At a December forum co-hosted by the Arms Control Association, U.S. Deputy National Security Advisor Jon Finer said that Pakistan, which was granted “major non-NATO ally” status in 2004, is pursuing “increasingly sophisticated missile technology” that eventually could enable the country to “strike targets well beyond South Asia, including the United States.”
According to senior U.S. officials, Pakistan has sought for several years to increase the range and throw-weight capabilities of its medium-range ballistic missiles with help from entities in Belarus and China. They say Islamabad could have a long-range missile capability of greater than 3,000 kilometers “within a decade.”
The officials, who briefed me and other nongovernmental experts on Jan. 3, said that Pakistan turned down U.S. proposals for confidence-building measures. They explained that new U.S. sanctions on a Pakistani state enterprise and commercial entities in Belarus and China that are supplying missile-applicable equipment to Pakistan are designed to slow the program.
In response, Pakistani officials called Finer’s comments “devoid of rationality” and said that their country “has never had any ill-intention towards the United States.” Pakistan’s nuclear capabilities “are solely meant to deter and thwart a clear and visible existential threat from our neighborhood,” they said.
But the notion that long-range missiles are needed to deter Pakistan’s neighbor and nuclear rival, India, is specious.

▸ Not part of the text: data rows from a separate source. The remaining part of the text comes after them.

PR #106, opened 2023-06-07
Lint fixes

adamgilg:
Bundling all the outstanding lint fixes into one PR for easy testing.


ui/client/datasets/annotations/MultiColumnGeoSelector.js
```diff
@@ -23,12 +23,16 @@ const MultiColumnGeoSelector = ({
   // we hardcode the column's value (adminX option) to the columName being edited
   // and even disable that field (see disabled prop on the react tree below).
   useEffect(() => {
+    // TODO: I can't figure out how to hit even the console.log outside of the if statement
```
adamgilg: @ccjoel I can't figure out how to hit this useEffect - maybe you have an idea?

ui/client/datasets/AnomalyDetection.js
```diff
@@ -65,19 +65,19 @@ const RunJob = withStyles(({ spacing }) => ({
 }) => {
```
adamgilg, line 65: Is this component used anymore? It doesn't seem to be imported anywhere

ui/client/datasets/Annotate.js
```diff
@@ -99,7 +99,7 @@ export default withStyles(({ spacing }) => ({
   };
 
   useEffect(() => {
-    if (!isLoading || (isLoading && !datasetInfo?.id)) {
+    if (!isLoading || (isLoading && !datasetInfo?.id) || isEmpty(annotations?.metadata)) {
```
adamgilg, line 102: This works in my manual testing, but there are so many edge cases with the annotation page. I'm assuming we're always loading in metadata, but if this isn't the case then we'll need another way of solving this. Without this check the rest of this effect gets run twice, as the annotations object first loads empty, then gets populated. Which means we hit the various endpoints in this useEffect twice (not the end of the world, but better not to).

ui/client/datasets/annotations/MultiColumnGeoSelector.js
ccjoel: This is not for multi column using two coordinates (lat lon)

but instead for a multipart annotation that consists of 4 columns, one of each:
country, admin1, admin2, and admin3

If you have a dataset with 4 geo columns that match that, and you start an annotation in one where you select one of them to be of any of those types (not coordinates nor latitude or longitude) you can toggle on the checkbox to start this process and render this component.

ccjoel: image

ui/client/datasets/AnomalyDetection.js
ccjoel: Not used anymore- this was a PoC for an additional step on the dataset registration process, which would detect anomalies, antipatterns in uploaded datset files (eg too many empty rows, some others) and inform the user.

I don't remember if we explicitly or implicitly completely scratched it out. I recall a decision to temporarily disable. I'm not sure if we're interested in revisiting at some point.

cc @mattprintz , @brandomr

ui/client/datasets/Annotate.js
ccjoel: Hm. I'm not sure. As I recall `annotations.metadata` can load empty or populating when getting to this page. And it can be for either:
- Model Output Annotation
- Dataset Register
- Dataset Update

Among others. I'll checkout the branch and try this out so that I can jumpstart my memory and run various tests scenarios.

ccjoel:
I can see that the cypress integration tests already failed from these changes- we'll have to look into it.

ccjoel:
Woah! UI Lint job passed! @adamgilg deserves some heavy bitcoin!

Pakistan's Shaheen-III ballistic missile, which was first tested in 2015 and has a range of 2,750 kilometers, already gives Pakistan the ability to strike any target in India.
With 170 plutonium-based nuclear warheads on short- and medium-range systems, Pakistan already has enough nuclear firepower to deter a nuclear attack from India and obliterate much of the subcontinent. The country continues to produce fissile material and retains the option to use nuclear weapons first against non-nuclear military threats.
Since 2012, India has developed and tested the Agni-V intercontinental ballistic missile (ICBM), which is capable of delivering multiple warheads at a distance of 5,000 kilometers and puts all of China within range of a devastating nuclear attack. But unlike India, there is no coherent nuclear deterrence rationale for Pakistan, an ally of China, to possess long-range missiles. For these and other reasons, Finer said, “t is hard for us to see Pakistan’s actions as anything other than an emerging threat to the United States.”